## Your objective
Consider the listing below. Extract exactly the lines from the line containing "- Wait for the node to fail" to the line containing "Issue #34542, opened 2021-08-30", both included.

──────────────────────────────

Issue #34473, opened 2021-08-25
when user updates rke-metadata-config on dev-v2.6, refreshing `Kontainer-driver-metadata` does not update available k8s versions


slickwarren:
**Rancher Server Setup**
- Rancher version:v2.6-head(b7c440b)
- Installation option (Docker install/Helm Chart):docker 
   - If Helm Chart, Kubernetes Info:
         Cluster Type (RKE1, RKE2, k3s, EKS, etc):k3s
         Node Setup:single node
         Version:v1.21.3+k3s1
- Proxy/Cert Details:self signed certs

**Describe the bug**

* when the user tries to refresh KDM info via the `refresh Kubernetes Metadata` button (cluster management -> drivers), the response is `null` and the latest versions aren't updated in the rancher setup

**To Reproduce**
 
* ensure there is a mismatch in kdm versions for your 2.6 cluster
* go to cluster management -> drivers and click the `refresh Kubernetes Metadata` button with the console open to view the response

**Result**
response is null, versions are not updated

**Expected Result**

the latest version should be pulled, if any, when the user clicks this button

**Screenshots**

**Additional context**

this is the rke-metadata url:
https://releases.rancher.com/kontainer-driver-metadata/dev-v2.6/data.json

kinarashah:
Synced up @slickwarren. I thought the null `response` showed up in UI but that's not the case, it shows up in response under dev tools. We should fix it to send something meaningful than null tho the action by itself isn't supposed to return anything. 

Also, I'd need to create a custom branch for testing k8s versions refresh because right now all versions from dev-v2.6 are released in release-v2.6.

kinarashah:
@slickwarren Looks like I'm already sending the correct response, 200 OK. The response in the dev tools usually has the object or list of objects to be returned, but don't have anything to return so would be ok in this case. Also, confirmed this with Rancher v2.5.9, it is the same behavior so it's not a regression. 
<img width="606" alt="Screen Shot 2021-10-04 at 3 56 18 PM" src="https://user-images.githubusercontent.com/16870565/135937305-fde9ab51-ae4e-47ba-a2ce-b4c4b7f85081.png">

Also, to test for RKE2 version refresh: 
[...]

PR #34755, opened 2021-09-15
[v2.6] reload rke2/k3s config on kdm refresh action

kinarashah:
https://github.com/rancher/rancher/issues/34473

### DIFF
--- a/pkg/api/norman/customization/kontainerdriver/actionhandler.go
+++ b/pkg/api/norman/customization/kontainerdriver/actionhandler.go
@@ -5,19 +5,18 @@ import (
 	"net/http"
 	"strconv"
 	"strings"
-	"time"
-
-	"github.com/rancher/rancher/pkg/namespace"
 
 	mVersion "github.com/mcuadros/go-version"
 	"github.com/rancher/norman/api/handler"
 	"github.com/rancher/norman/httperror"
 	"github.com/rancher/norman/types"
 	"github.com/rancher/rancher/pkg/catalog/utils"
+	"github.com/rancher/rancher/pkg/channelserver"
 	kd "github.com/rancher/rancher/pkg/controllers/management/kontainerdrivermetadata"
 	v1 "github.com/rancher/rancher/pkg/generated/norman/core/v1"
 	v3 "github.com/rancher/rancher/pkg/generated/norman/management.cattle.io/v3"
 	"github.com/rancher/rancher/pkg/image"
+	"github.com/rancher/rancher/pkg/namespace"
 	"github.com/rancher/rancher/pkg/settings"
 	rketypes "github.com/rancher/rke/types"
 	img "github.com/rancher/rke/types/image"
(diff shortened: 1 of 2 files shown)


pkg/api/norman/customization/kontainerdriver/actionhandler.go
```diff
@@ -81,20 +80,8 @@ func (a ActionHandler) refresh(apiContext *types.APIContext) error {
...
-	setting, err := a.MetadataHandler.SettingLister.Get("", rkeMetadataConfig)
-	if err != nil {
-		return err
-	}
-
-	if setting.Annotations == nil {
-		setting.Annotations = make(map[string]string)
-	}
-
-	setting.Annotations[forceRefreshAnnotation] = strconv.FormatInt(time.Now().Unix(), 10)
```
kinarashah, line 93: `forceRefreshAnnotation` is no longer used anywhere

StrongMonkey: Do you know how/why it was used before? Is this a problem in 2.5?

StrongMonkey:
Since that action is only for refreshing KDM that is used in rke1, should we really include refreshing k3s/rke2 into KDM or make it a separate api for it? I am open for that discussion.

pkg/api/norman/customization/kontainerdriver/actionhandler.go
kinarashah: It was used earlier to refresh k3s metadata based on this annotation, the logic still exists in 2.5 but no longer in 2.6 https://github.com/rancher/rancher/blob/release/v2.5/pkg/controllers/managementapi/k3smetadata/settings_handler.go#L66

kinarashah:
@StrongMonkey This is a good question and I kept it in the same action because: 
- we haven't separated settings for rke1 and rke2, the url and interval is still read from the same v3 setting `rke-metadata-config`
- Action `refresh` continues to exist on v3/kontainerdriver schema, unrelated to the underlying cluster type 
- would we weird to have 2 different actions for user to go and refresh when the same setting interval works for both handlers

pkg/channelserver/channelserver.go
```diff
@@ -61,12 +62,21 @@ func (d *DynamicInterval) Wait(ctx context.Context) bool {
 				return true
 			}
 			continue
+		case msg := <-action:
+			if msg == "refresh" {
```
StrongMonkey, line 66: Nit: use constant for `refresh` as it is used twice.

StrongMonkey (approved):

pkg/channelserver/channelserver.go
kinarashah: updated

dramich (dismissed):

StrongMonkey (approved):

kinarashah:
Pushed changes again to rebase, no other code change. @StrongMonkey could you re-approve?

StrongMonkey (approved):

Issue #34713, opened 2021-09-13
RKE2 Provisioning: can't delete misconfigured node from node pool/cluster in Rancher


izaac:
**Rancher Server Setup**
- Rancher version: `v2.6-head`
- Installation option: Helm
   - If Helm Chart, Kubernetes Cluster and version: RKE `v1.3.0` k8s `v1.21.4`
- Proxy/Cert Details: bring your own valid certs.

**Information about the Cluster**
- Kubernetes version: `v1.21.4-rke2r2`
- Cluster Type: `RKE2` Downstream
   - If downstream, what type of cluster?: `Custom` Driver OCI

**Describe the bug**

When adding a node if I miss a configuration option or enter an invalid value for one of the options the Node goes into a Provisioning error state.
In this case I missed a configuration option by mistake

`Error setting machine configuration from flags provided: no OCI oci-region specified (--oci-region)`

If I try removing the node I see the node removed from the OCI Cloud but the node Reference in Rancher doesn't get removed.

**To Reproduce**

- Create an RKE2 Downstream cluster I used a Custom OCI where I have to enter the configuration values manually
- Make two pools one with `All` roles 1 node
- A second nodepool for `Worker` roles. 1 node.
- On the worker node do not enter a valid configuration value for like the `region`
- Wait for the error
- Edit the cluster `Worker` node pool with the proper value (of `region` this example).
- Delete the failed node and wait for a new one to come up as `Provisioning`

**Result**

The deleted node will stay in the cluster and won't go away even if we delete the `Worker` nodepool from the above steps.

**Expected Result**

Be able to delete the misconfigured node from the cluster or get it automatically removed from the node pool

**Screenshots**
<img width="983" alt="Screen Shot 2021-09-13 at 11 46 00 AM" src="https://user-images.githubusercontent.com/27659/133139546-987f8571-a0e4-4ec9-87ee-e6b921b858b8.png">

**Additional context**
https://github.com/rancher/rancher/issues/32373

izaac:
Rancher version: `v2.6.1-rc3`

I was able to remove a Node Pool with a failing agent and the agent got removed as expected and a new one was provisioned
Then I tried Editing a misconfigured Node Pool to fix the failed agent. 
  - Misconfigure a Node Pool
  - Wait for the node to fail
  - Edit the Node Pool with the right values.
  - Delete the node and a new one will be provisioned with the right values.

[...]

Issue #34542, opened 2021-08-30
[not always reproducible] RKE2 Nodes are not being removed from backend/provider when deleting infrastructure-provider clusters through rancher


slickwarren:
**Rancher Server Setup**
- Rancher version:v2.6.0-rc6
- Installation option (Docker install/Helm Chart):docker
   - If Helm Chart, Kubernetes Info:
         Cluster Type (RKE1, RKE2, k3s, EKS, etc):
         Node Setup:
         Version:
- Proxy/Cert Details:self signed

**Information about the Cluster**
- Kubernetes version:v1.21.4/1.21.3 (RKE2)
- Cluster Type (Local/Downstream): downstream
   - If downstream, what type of cluster? (Custom/Imported or specify provider for Hosted/Infrastructure Provider): Infrastructure provider - Azure, DO

**Describe the bug**

Sometimes, nodes are not being deleted from the provider when the cluster is removed through rancher. 

**To Reproduce**
 
* provision a cluster using an infrastructure provider (previously observed with azure, digital ocean)
  * wait for the cluster to come to active
* delete the cluster through rancher
  * wait for rancher to mark the cluster as deleted
* through the provider you chose, ensure your node(s) from the cluster have been deleted

**Result**
sometimes, the nodes are not removed from the provider

**Expected Result**

all nodes should be removed when deleting an infrastructure-provider cluster through rancher

**Screenshots**

**Additional context**

* this has been observed on Azure and Digital Ocean with RKE2
* this has only been observed so far with multi-node clusters

thedadams:
A couple of notes on this:
1. If you create a cluster then delete it before the nodes finish provisioning, then the cluster will be deleted from Rancher and the nodes leftover in the cloud provider. (This will be fixed and should be tested as part of the validation of the fix).
2. As far as the "not always reproducible" status of the issue: previously if the deletion job (to remove the machine from the cloud provider) failed, it would be ignored and never retried. Now the job will at least retry and this issue should be resolved or at least occur much less often.

snasovich:
Suggesting to add improvements to cluster deletion to 2.6.1 release notes. Possibly as one bullet point for all issues mentioned on the PR linked here.

davidnuzik:
**My checks PASSED**
 
**Reproduction Environment:**

Rancher version: v2.6.0
Rancher cluster type: single-node docker install
Docker version: 20.10
 
Downstream cluster type: RKE2
Downstream K8s version: v1.21.4+rke2r2
 
[...]

Issue #33774, opened 2021-07-21
Clusters deleted immediately from Cluster Management page but not from Home page


sowmyav27:
**On master-head commit id: `b6bcfad`**

- Deploy an RKE1 cluster.
- Delete the cluster from cluster management page
- the cluster immediately goes away from this page list.
- Navigate to Home page in dashboard.
- Cluster is seen in `Removing` state - removing resources 

**Expected:**
Cluster should get removed after removing the resources. Behavior seen in Home page is the right way.

Can we defer the provisioning delete until management delete is done ?

cbron:
I think we should bump this one. Potential solution is to not delete the provisioning cluster object (in the backend) until the management cluster object is gone.

deniseschannon:
With the new cluster objects introduced with the new provisioning framework, there are multiple objects that need to be deleted and the UI is reading various cluster objects which are slowly being deleted.

deniseschannon:
Adding a finalizer could fix this, but it could trigger some status updates.

thedadams:
I believe this was fixed by https://github.com/rancher/rancher/pull/34501, but I will double-check before moving to "To Test"

thedadams:
This looks like it was indeed fixed by https://github.com/rancher/rancher/pull/34501

davidnuzik:
**My checks PASSED**
 
**Reproduction Steps:**

Not required.

-----
 
**Validation Environment:**

Rancher version: v2.6-head `a6e7905` pulled 9/9/21 10:37am Pacific
Rancher cluster type: single-node docker install
Docker version: 20.10
 
Downstream cluster type: rke1
Downstream K8s version: v1.21.4-rancher1-1
 
**Validation steps:**

1. Create an RKE1 cluster wait for it to fully come up (active state).
2. Delete the cluster from the cluster management page.
3. It goes into a removing state briefly. Go to the home page this state/status is in sync.
4. Come back to cluster management page wait for it to be removed. Once it is immediately go to home page.
5. It is indeed immediately removed from the home page.

thedadams:
This was reopened because the implementation is changing.

To clarify, deletion of the management cluster object (the one displayed on the Home page) and the provisioning cluster object (the one displayed from the "Cluster Management" page) should now be deleted within 5 seconds of each other regardless of RKE1 or RKE2 clusters.

davidnuzik:
**My checks PASSED**
 
**Reproduction Steps:**

Not required.

-----
 
[...]

PR #34761, opened 2021-09-15
Fix machine deletions

thedadams:
There are a few situations that caused machine deletions to be flakey:

1. There was a race with the machine deletion job and the deletion of
   the state and provision secrets. The state secret was being deleted
   by Kubernetes via an ownerReference. Now, this ownerReference is
   removed so that when the machine deletion job completes, the secrets
   are deleted ensuring they will be around for the machine deletion job.
2. The machine-orphan controller existed to clean up machines that were
   leftover after the CAPI cluster was deleted. This would cause
   problems with deletion, specifically if a the provisioning of a single
   node cluster failed. This controller has been removed, and a
   foregroundDeletion finalizer placed on the MachineDeployments which
   ensures Machines, MachineSets, and MachineDeployments are all cleaned
   up before the CAPI cluster object is removed. Since Machine objects
   are cleaned up before the CAPI cluster is deleted, there are no more
   orphaned machines for this controller to cleanup.
3. It was not possible to delete a node from a provisioned cluster if
   provisioning of the new node failed. This was caused by an issue with
   creating the deletion job when the creation job still existed. Now,
   when running the delete job, we ignore the existing applied objects
   so that the delete job will run if there is a failed creation job
   leftover.
4. Previously, when deleting a cluster from the UI, the cluster would
   disappear from the UI in different places inconsistently. This was
   caused by the two different cluster objects (management and
   provisioning) being deleted at different times. After this change,
   the two cluster objects will be deleted within 5 seconds of each
   other.

Issues:
https://github.com/rancher/rancher/issues/34713
https://github.com/rancher/rancher/issues/34542
https://github.com/rancher/rancher/issues/33774


pkg/controllers/provisioningv2/rke2/machineprovision/controller.go
```diff
@@ -50,13 +51,11 @@ type handler struct {
 func Register(ctx context.Context, clients *wrangler.Context) {
 	h := &handler{
 		ctx: ctx,
-		apply: clients.Apply.
-			WithSetOwnerReference(true, true).
```
dramich, line 54: Why drop this?

thedadams: When this was set, the infrastructure machine object owned the secrets related to provisioning. When the infrastructure object was deleted, the Kubernetes garbage collector would go through and delete all of its dependents. This included the machine state secret.

Then, occasionally, the state secret wouldn't be mounted when the deletion job ran because it wouldn't exists. The job would fail all while keeping the machines in the cloud provider.

By removing this reference, the Kubernetes garbage collector will not clean up the state secret and the job will run successfully. After the job runs, this call will delete the objects that were applied: https://github.com/rancher/rancher/pull/34761/files#diff-11efa64a6ad5ead8500e161819dd3af981e47ea5546f456a25b7a7e18187c47aR240

pkg/provisioningv2/rke2/planner/planner.go
```diff
@@ -1197,7 +1201,7 @@ func (p *Planner) generateSecrets(controlPlane *rkev1.RKEControlPlane, fullPlan
 	return controlPlane, secret, nil
 }
 
-func (p *Planner) ensureRKEStateSecret(controlPlane *rkev1.RKEControlPlane, fullPlan *plan.Plan) (string, plan.Secret, error) {
+func (p *Planner) ensureRKEStateSecret(controlPlane *rkev1.RKEControlPlane) (string, plan.Secret, error) {
```
nickgerace, line 1204: I might be missing it, but why was this argument added?

pkg/controllers/provisioningv2/rke2/machineprovision/controller.go
```diff
@@ -302,6 +322,16 @@ func (h *handler) patchStatus(obj runtime.Object, d data.Object, state rkev1.RKE
...
 	}
 
+	if state.JobComplete {
+		// Reset failureMessage and failureReason if they are not provided.
+		if _, ok := statusData["failureMessage"]; !ok {
+			statusData["failureMessage"] = ""
+		}
+		if _, ok := statusData["failureReason"]; !ok {
+			statusData["failureReason"] = ""
+		}
```
nickgerace, line 332: Should we delete the key from the map instead?

pkg/controllers/provisioningv2/rke2/machineprovision/controller.go
```diff
@@ -285,7 +299,13 @@ func (h *handler) run(obj runtime.Object, create bool) (runtime.Object, error) {
...
 	}
 
-	if err := h.apply.WithOwner(obj).ApplyObjects(objs...); err != nil {
+	applier := h.apply.WithOwner(obj)
+	if !create {
+		// If the infrastructure is being deleted, ignore previously applied objects.
+		// If creation failed, this will allow deletion to process.
+		applier = applier.WithIgnorePreviousApplied()
+	}
+	if err := applier.ApplyObjects(objs...); err != nil {
```
nickgerace, line 308: This makes sense with your above comment. Ran into a similar issue with Fleet for imported clusters having old namespaces get deleted after migration.

pkg/controllers/provisioningv2/cluster/remove.go
```diff
@@ -78,9 +100,12 @@ func (h *handler) doClusterRemove(cluster *v1.Cluster) (string, error) {
 			return "", err
 		}
 
-		_, err = h.mgmtClusterCache.Get(cluster.Status.ClusterName)
-		if !apierrors.IsNotFound(err) {
-			return fmt.Sprintf("waiting for cluster [%s] to delete", cluster.Status.ClusterName), nil
+		if h.isLegacyCluster(cluster) {
+			// If this is a legacy cluster (i.e. RKE1 cluster) then we should wait to remove the provisioning cluster until the v3.Cluster is gone.
```
nickgerace, line 104: Why don't we want to wait with a non-legacy cluster? There's still a corresponding v3 Cluster, right?

nickgerace (commented):
Reviewed for general flow, Go code, and high level

pkg/controllers/provisioningv2/cluster/remove.go
thedadams: Yes, but it depends on which cluster object will get deleted first.

For legacy clusters, provisioning cluster object gets cleaned up faster, so the provisioning cluster will wait for the management cluster.

For the new provisioning, the management cluster will get cleaned up faster, so the management cluster will wait for the provisioning cluster.

pkg/controllers/provisioningv2/rke2/machineprovision/controller.go
thedadams: Yes. If they don't exist, then the loop below won't overwrite them and the failure information will stay on status. We want to reset failure reason/message to empty if the failure has been resolved.

pkg/controllers/provisioningv2/rke2/provisioningcluster/template.go
```diff
@@ -287,6 +287,8 @@ func machineDeployments(cluster *rancherv1.Cluster, capiCluster *capi.Cluster, d
 				Name:        machinePoolName,
 				Labels:      machineDeploymentLabels,
 				Annotations: machinePool.MachineDeploymentAnnotations,
+				// This ensures that the CAPI cluster is not deleted before the machines are deleted.
+				Finalizers: []string{metav1.FinalizerDeleteDependents},
```
dramich, line 291: How does this block CAPI cluster deletion if we are adding the finalizer to the `MachineDeployment`

thedadams: I added it here because if the MachineDeployment has it then:
1. The MachineDeployment CAPI controller will put in on the MachineSet object. Then, since the MachineDeployment object has it, it will not be removed until all the MachineSet objects it owns are deleted.
2. If the MachineSet object has it then the MachineSet object won’t be removed until all the Machine objects are deleted.
3. The Machine objects will wait for all the infrastructure machine objects to be cleaned up before the Machine object gets removed.

This blocks the CAPI cluster object from being deleted because the controller will loop, look for MachineDeployments that it owns. If it finds any, it will wait to remove its finalizer. If it doesn’t find any, then the controller will remove the finalizer and the cluster object will delete.

pkg/controllers/provisioningv2/rke2/machineprovision/controller.go
```diff
@@ -210,22 +215,31 @@ func (h *handler) OnRemove(_ string, obj runtime.Object) (runtime.Object, error)
...
-	job, err := h.jobs.Get(meta.GetNamespace(), getJobName(meta.GetName()))
+	job, err := h.jobs.Get(d.String("metadata", "namespace"), getJobName(infraName))
 	if err != nil {
 		return nil, err
 	}
 
-	if condition.Cond("Failed").IsTrue(job) || job.Status.CompletionTime != nil {
+	if job.Status.CompletionTime != nil {
+		// Delete objects owned by infrastructure object.
+		if err := h.apply.WithOwner(obj).ApplyObjects(); err != nil {
```
dramich, line 240: Do we have an explicit call we can change to? This is not intuitive that it will go delete things because it's empty.

thedadams: There doesn't seem to be any other calls. I added a more explanatory comment here.

dramich (approved):

snasovich (approved):
LGTM from general code perspective; given Dan's approval we should be good to go here :tada:

PR #35200, opened 2021-10-19
Add a dualstack-capable QA image

rancher-max:
This should be built as `ranchertest/mytestcontainer:dualstack`

It can be validated for now using `maxross/mytestcontainer:dualstack`. I ran this in a dualstack capable cluster by deploying a hostport (8081) workload, then curling the ipv6 address like `curl [<redacted>]:8081/name.html`, which was successful. 

The only change between this and our main `ranchertest/mytestcontainer` image is that this specifics `listen [::]:80;` in the nginx.conf server.

Edit: This is now intended as an enhancement to both `ranchertest/mytestcontainer` and `ranchertest/mytestcontainer:unprivileged`. Those images should be retagged and pushed with these changes, and should now be valid when used with only ipv4 or with ipv4+ipv6 dualstack.

Closes: https://github.com/rancher/qa-tasks/issues/144

### DIFF
--- a/tests/validation/tests/Dockerfiles/testcontainer/Dockerfile
+++ b/tests/validation/tests/Dockerfiles/testcontainer/Dockerfile
@@ -1,5 +1,4 @@
 FROM nginx
-MAINTAINER Sangeetha Hariharan "https://github.com/sangeethah"
 
 RUN apt-get update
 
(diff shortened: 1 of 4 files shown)


rancher-max:
Also I should add, for what it's worth, that I can just add this conf file to our other image setups to just allow for dualstack on the main image, but I wasn't sure if we wanted that or not. If so, let me know and I'll just update this to do that and we can update our current images and not use a specific tagged one. It shouldn't cause any issues as I'm able to use my dualstack image on setups that are not dualstack capable as well 🙂

bmdepesa (approved):
LGTM

Issue #34701, opened 2021-09-10
Add support for annotation that prevents helm install and v1 App deletion when deleting v3 App


rmweir:
**Is your feature request related to a problem? Please describe.**
In the long run we'd like to implement a means of migrating an app that was installed in the ember ui to be exclusively manageable in the dashboard UI. Being able to delete the ember app without uninstalling the app's resources or the dashboard app is a first step in that direction and should facilitate a more manual, intermediate process for achieving the migration.

**Describe the solution you'd like**
Support an annotation to a v3 App that indicates a helm uninstall should not be ran on deletion of the v3 App and the v1 App (visible in dashboard) should also NOT be deleted.

**Related issue:**
https://github.com/rancher/rancher/issues/34700

rmweir:
Usually I always add a milestone to issues as a placeholder but for this issue and a related issue I will leave that for @cloudnautique.

rmweir:
This is best tested as the final step of testing https://github.com/rancher/rancher/issues/34700. Once the migration is done, this can be used to delete the norman app without uninstalling the chart or deleting the app in dashboard.

rmweir:
### Steps
__Note:__ This makes the most sense to be done after testing an upgrade for https://github.com/rancher/rancher/issues/34700, once the app has been migrated (meaning cluster repo was created and proper annotations were added to new app's spec.chart.metadata.annotations).

1. Add "cattle.io/skipUninstall": "true" annotation to ember app using kubectl or API UI.
2. Delete the app.

**Expected:**
App is deleted but the underlying resources are not uninstalled by helm.

### Root cause
This is a complementary issue to https://github.com/rancher/rancher/issues/34700. Once the new dashboard apps can be used to edit apps that were once installed through ember apps, there needs to be a way of deleted the legacy ember app without uninstalling the underlying chart.

### What was fixed, or what changes have occurred
Now, an annotation,"cattle.io/skipUninstall": "true",  can be added to prevent the helm uninstall part of the legacy app deletion logic. This can be done using kubectl or API UI in ember.

### Areas or cases that should be tested
Just uninstalling an ember app without the resources actually being uninstalled by helm. It makes the most sense to do this as the last step of testing an upgrade for https://github.com/rancher/rancher/issues/34700.

### What areas could experience regressions?
Any ember app deletion. Should ensure that without the annotation that apps are deleted along with their resources as expected.

### Are the repro steps accurate/minimal?
Yes.

anupama2501:
[...]

Issue #34700, opened 2021-09-10
Cannot upgrade apps with deployments that were created in ember


rmweir:
**Rancher Server Setup**
- Rancher version: v2.6.0
- Installation option (Docker install/Helm Chart):
   - If Helm Chart, Kubernetes Cluster and version (RKE1, RKE2, k3s, EKS, etc):
     RKE2

**Information about the Cluster**
- Kubernetes version:
v1.21.4+rke2r2
- Cluster Type (Local/Downstream):
  Downstream 
  - If downstream, what type of cluster? (Custom/Imported or specify provider for Hosted/Infrastructure Provider):
    Rancher provisioned AWS cluster

**Describe the bug**

Cannot upgrade apps with deployments if app was created in ember.

**To Reproduce**
 
1. Deploy an old version of a helmv3 app in ember that contains a deployment, such as `aws-event-sources` from helm3-library. Do not use the newest version, must use an app with multiple versions available.
2. Add a cluster repo that uses same url/branch of helm3-library catalog.
3. Install the same version of app from 1 and from the helm3-library clusterrepo using dashboard.
4. Once app from 3 becomes active, open networking tab, update app version, and copy request.
5. Replace name/namespace from request in step 4. with name/namespace of app deployed in step 1.
6. Send request.

**Result**
Encounter error like the following:
`Error: UPGRADE FAILED: cannot patch "aws-event-sourcesember-controller" with kind Deployment: Deployment.apps "aws-event-sourcesember-controller" is invalid: spec.selector: Invalid value: v1.LabelSelector{MatchLabels:map[string]string{"app.kubernetes.io/instance":"aws-event-sourcesember", "app.kubernetes.io/name":"aws-event-sources"}, MatchExpressions:[]v1.LabelSelectorRequirement(nil)}: field is immutable`

**Notes**
This is probably happening due to the `io.cattle.field/appId` matchLabel selector on the deployment. It seems as though norman automatically injects this into the deployment and steve is trying to apply a manifest that doesn't include it. Since these are immutable it causes an error. This likely is the case with deployments deployed without apps as well and I believe that is covered by this issue: https://github.com/rancher/rancher/issues/31235.

**Expected Result**

A successful upgrade.

**Additional context**

Step 2 through 5 are a work around for functionality we want to support. We want to support migrating apps from norman to steve. The steps worked on apps such as "alcide-advisor-cronjob", this is because it is mostly just a cronJob which doesn't have this issue.

rmweir:
[...]

PR #35202, opened 2021-10-19
Apps migration

rmweir:
**Problem:**
Customers want to be able to migrate apps.project to dashboard apps (apps.catalog). This is blocked by two issues:
Helm3 apps that were installed by creating an app.project may
have had some of their resources changed with kustomize. Some
of these changes were to matchLabel selectors which are
immutable. This caused any updates to a migrated app to
result in an error because the manifests that were
being applied would try to remove the matchLabels, which
cannot be changed.

Need to be able to delete outdated apps (apps.project) without uninstalling resources.

**Solution:**
Now, migrated apps will continue using
kustomize to make the same changes to the manifests as
before.

Add annotation that skips helm uninstall. Revisions will still
be deleted and app will be removed from namespace's app
annotation. This is instended to be used as part of the
upgrade process from apps.project to apps.catalog.

**Depends on(merge first):**
https://github.com/rancher/shell/pull/16

**Issues:**
https://github.com/rancher/rancher/issues/34700
https://github.com/rancher/rancher/issues/34701

### DIFF
--- a/pkg/controllers/managementuserlegacy/helm/controller.go
+++ b/pkg/controllers/managementuserlegacy/helm/controller.go
@@ -269,29 +269,31 @@ func (l *Lifecycle) Remove(obj *v3.App) (runtime.Object, error) {
 			return obj, err
 		}
 	}
-	tempDirs, err := createTempDir(obj)
-	if err != nil {
-		return obj, err
-	}
-	defer os.RemoveAll(tempDirs.FullPath)
-	tokenName, err := l.writeKubeConfig(obj, tempDirs.KubeConfigFull, true)
-	if err != nil {
-		return obj, err
-	}
-	defer func() {
-		if err := l.systemTokens.DeleteToken(tokenName); err != nil {
-			logrus.Errorf("cleanup for helm token [%s] failed, will not retry: %v", tokenName, err)
+	if !(obj.Annotations["cattle.io/skipUninstall"] == "true") {
+		tempDirs, err := createTempDir(obj)
+		if err != nil {
+			return obj, err
 		}
-	}()
-	// try three times and succeed
-	start := time.Second * 1
-	for i := 0; i < 3; i++ {
-		if err = helmDelete(tempDirs, obj); err == nil {
-			break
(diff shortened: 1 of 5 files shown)


jiaqiluo (dismissed):
LGTM

StrongMonkey (dismissed):

pkg/controllers/managementuserlegacy/helm/controller.go
```diff
@@ -269,29 +269,31 @@ func (l *Lifecycle) Remove(obj *v3.App) (runtime.Object, error) {
...
-	}
-	defer os.RemoveAll(tempDirs.FullPath)
-	tokenName, err := l.writeKubeConfig(obj, tempDirs.KubeConfigFull, true)
-	if err != nil {
-		return obj, err
-	}
-	defer func() {
-		if err := l.systemTokens.DeleteToken(tokenName); err != nil {
-			logrus.Errorf("cleanup for helm token [%s] failed, will not retry: %v", tokenName, err)
+	if !(obj.Annotations["cattle.io/skipUninstall"] == "true") {
```
jiaqiluo, line 272: A couple of  questions here:
1. In which case is this annotation used? In other words,  in which case that the uninstallation should be skipped?  
1. Is this annotation a new or existing one? 
2. Does UI add this annotation to the app?

jiaqiluo (changes requested):

pkg/controllers/managementuserlegacy/helm/controller.go
rmweir: This is used after an app has been fully migrated and a user would like to deleted the old norman app object. The annotation is new. No it is meant to be added manually for now.

jiaqiluo: ok, it sounds like something we need to add to the Rancher document and release notes.

jiaqiluo (approved):
LGTM. 
Updates in the documentation and release notes are needed.

StrongMonkey (approved):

──────────────────────────────

## Solution for this task
  - Wait for the node to fail
  - Edit the Node Pool with the right values.
  - Delete the node and a new one will be provisioned with the right values.

[...]

Issue #34542, opened 2021-08-30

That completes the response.